El espejismo de la elección: agencia versus estructura en salud pública

"Tenemos que volver a creer en las personas y sus capacidades más que en el Estado" "La verdadera fuerza del país reside en el mérito y el esfuerzo individual de los ciudadanos"

Estas frases del gobierno entrante hacen pensar... con motivo del Día Mundial De La Obesidad, vale la pena preguntarse si cambiar la alimentación y la práctica de actividad física, es sólo una elección individual. Históricamente, las políticas de salud pública han operado bajo una premisa seductora pero incompleta: que el bienestar es el resultado de una suma de decisiones individuales racionales.

Esta visión, centrada en el "estilo de vida", reduce la salud a un fenómeno biológico y conductual, donde el éxito o fracaso recae exclusivamente en la voluntad del ciudadano. Sin embargo, la evidencia sugiere que este enfoque a menudo profundiza las desigualdades existentes.

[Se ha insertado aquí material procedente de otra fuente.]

Issue #1806, opened 2015-06-21
clojure crashes on the following code:


scottdraves:
```
Jun 21, 2015 4:57:12 PM com.twosigma.beaker.jvm.serialization.BasicObjectSerializer runConfiguredSerializers
SEVERE: exception in serialization
java.lang.IllegalArgumentException: Don't know how to create ISeq from: clojure.core$fib_seq_iterative
    at clojure.lang.RT.seqFrom(RT.java:505)
    at clojure.lang.RT.seq(RT.java:486)
    at clojure.core$seq.invoke(core.clj:133)
    at clojure.core$take$fn__4270.invoke(core.clj:2626)
    at clojure.lang.LazySeq.sval(LazySeq.java:40)
    at clojure.lang.LazySeq.seq(LazySeq.java:49)
    at clojure.lang.LazySeq.isEmpty(LazySeq.java:171)
    at com.twosigma.beaker.jvm.serialization.BasicObjectSerializer.isListOfPrimitiveTypeMaps(BasicObjectSerializer.java:71)
```

from

```
(defn fib-step [[a b]]
  [b (+ a b)])

(defn fib-seq-iterative []
  (map first (iterate fib-step [0 1])))
(take 20 fib-seq-iterative)
```

maksim-lauryk:
I new in Clojure, but it looks like that 'fib-seq-iterative' function in last string should be surrounded by parentheses: (take 20 (fib-seq-iterative))

![fib_seq](https://cloud.githubusercontent.com/assets/13995034/10188900/add36d8e-676b-11e5-964f-d7063d1e8c64.PNG)

scottdraves:
the user should not be able to crash the system.
if there is an error it should be reported nicely.

maksim-lauryk:
added a check of corrupted clojure objects.
now error message looks like that:
![clojure_obj_error](https://cloud.githubusercontent.com/assets/13995034/10214583/3f6e8d08-6822-11e5-8aef-5f8efe153aa6.PNG)

scottdraves:
i think it should produce this:

```
#'sandbox10869/fib-step
```

but with a different namespace....
it is not an error.

maksim-lauryk:
I tried to run this code in a REPL. It executes code line by line and #'sandbox10869/fib-step is an output for the first line. If we execute our code fully, we get the same error:
[...]

PR #2568, opened 2015-10-01
#1806 clojure crashes on the following code

maksim-lauryk:
added a checking of corrupted clojure objects


scottdraves:
see original issue for comment

PR #2572, opened 2015-10-01
Edit menu items crash electron for windows os #2571

mnavasiolava:
electron doesn't crashes for windows and unix but i can't test it on mac os. could you please do this?
select all menu item doesn't work yet


scottdraves:
:+1:

PR #2579, opened 2015-10-01
Run SQL autocomplete queries in a separate thread

siarhei-shvaiko:
Fixed error: DBConnectionException; must be caught or declared to be thrown


scottdraves:
don't change the copyright banners.

also, i can't see the diff since the commit combines it with reformatting the code.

El estudio sobre el programa chileno "Elige Vida Sana" ilustra vívidamente las limitaciones del enfoque individualista. Para muchas mujeres de estratos socioeconómicos bajos, el mandato de llevar una vida saludable choca frontalmente con la carga de un trabajo remunerado sumado a labores domésticas y de cuidado no pagadas. En este contexto, la vida sana no es una elección libre, sino un recurso condicionado por el tiempo y el dinero. Cuando la política pública ignora estas barreras, el resultado es el sentimiento de culpa y la percepción de fracaso personal ante metas inalcanzables en contextos materiales muy poco saludables.

Para trascender este modelo de "culpabilidad individual", es necesario rescatar conceptos, como el del habitus de Pierre Bourdieu. El habitus nos recuerda que nuestros estilos de vida no son decisiones aisladas, sino disposiciones duraderas incorporadas a partir de nuestras condiciones sociales de existencia. No elegimos nuestros gustos o hábitos en el vacío; estos son modelados por el entorno. Por tanto, pedir cambios de conducta sin transformar el medio ambiente es, en el mejor de los casos, un ejercicio de optimismo ingenuo, y en política pública un desperdicio de recursos.

La complejidad del problema refuerza la necesidad de observación con una lente transdisciplinaria, intersectorial y sistémica. La creación de entornos saludables no depende del "buen juicio" del ciudadano, sino de una red intrincada de actores cuyas prioridades suelen ser más el beneficio económico que la calidad de vida. Mientras las "reglas" del sistema desincentiven la salud, los esfuerzos individuales por mantenerse saludable serán sistemáticamente bloqueados por entornos adversos.

La alternativa reside en los enfoques más estructurales y participativos de la política pública. Esto implica desplazar a las comunidades del rol de simples receptores de intervenciones para convertirlas en el corazón de la práctica de salud pública. Pero también en centrar las políticas en aquellas con evidencia de eficacia, que modifican los determinantes de la salud y los ambientes donde transcurre la vida de las personas.

En conclusión, la salud pública debería abandonar la narrativa del autocuidado como solución única. Si aspiramos a una reducción real de las inequidades, las políticas deben dejar de basarse en sólo prescribir hábitos, para empezar a rediseñar estructuras. La verdadera libertad de elegir una vida sana solo existe cuando el entorno deja de ser un obstáculo y se convierte en un facilitador.